● Work required
Only a number is expected: how many lines in these records mention the word "options"?

● Study material
PR #79, opened 2024-06-26
Add LLM mediator config options to chat stage

### LINKED ISSUE #12: Add LLM settings to chat stage config
- [ ] Create and save LLM Mediator though its options
- Mediator ID
- model_name (as defined by the API, e.g. "text-bison@001")
- LLM API service
- prefix
- suffix
- [ ] scrolling menu to select existing Mediator IDs

vivtsai:
Fixes #12

### DIFF
--- a/lit/src/services/firebase_service.ts
+++ b/lit/src/services/firebase_service.ts
@@ -23,7 +23,7 @@ import {
     FIREBASE_LOCAL_HOST_PORT_FIRESTORE,
     FIREBASE_LOCAL_HOST_PORT_FUNCTIONS
 } from '../shared/constants';
-import { FIREBASE_CONFIG } from '../shared/config';
+import { FIREBASE_CONFIG } from '../shared/config_example';
 
 import { Service } from "./service";
 
--- a/functions/src/triggers/stages.triggers.ts
+++ b/functions/src/triggers/stages.triggers.ts
@@ -32,7 +32,7 @@ export const initializePublicStageData = onDocumentWritten(
         break;
       case StageKind.GroupChat:
         // Initialize the custom chat data (depending on the chat kind)
-        let chatData: PublicChatData | undefined;
+        let chatData: PublicChatData;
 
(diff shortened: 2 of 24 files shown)


LeoLaugier:
@vivtsai could you confirm that you have no issue when interacting with the database when seeding it or saving a new experiment?

lit/src/services/firebase_service.ts
```diff
@@ -23,7 +23,7 @@ import {
     FIREBASE_LOCAL_HOST_PORT_FIRESTORE,
     FIREBASE_LOCAL_HOST_PORT_FUNCTIONS
 } from '../shared/constants';
-import { FIREBASE_CONFIG } from '../shared/config';
+import { FIREBASE_CONFIG } from '../shared/config_example';
```
GnRlLeclerc, line 26: You should not import the example config, but copy it to the example file (as indicated in the lit readme). Léo and I are working with the project deployed at EPFL and we need the code to be importing our own config.

cjqian: +1

cjqian:
Looks good to me to merge, pending confirmation that this doesn't break experiment creation. Please test on local emulator and the live Firestore!

lit/src/services/firebase_service.ts
vivtsai: oh yes, whoops! an accidental add, let me revert this one. thank you for catching

vivtsai:
Okay! Confirmed that this works with seed-database and locally. Do we want to deploy the updated functions to Firebase so that it will work with the real Firestore? @cjqian

cjqian:
> Okay! Confirmed that this works with seed-database and locally. Do we want to deploy the updated functions to Firebase so that it will work with the real Firestore? @cjqian

Sounds good! Feel free to do this now, or we can do this tomorrow morning to sync all changes.

LeoLaugier:
Thank you!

● Completed exercise
2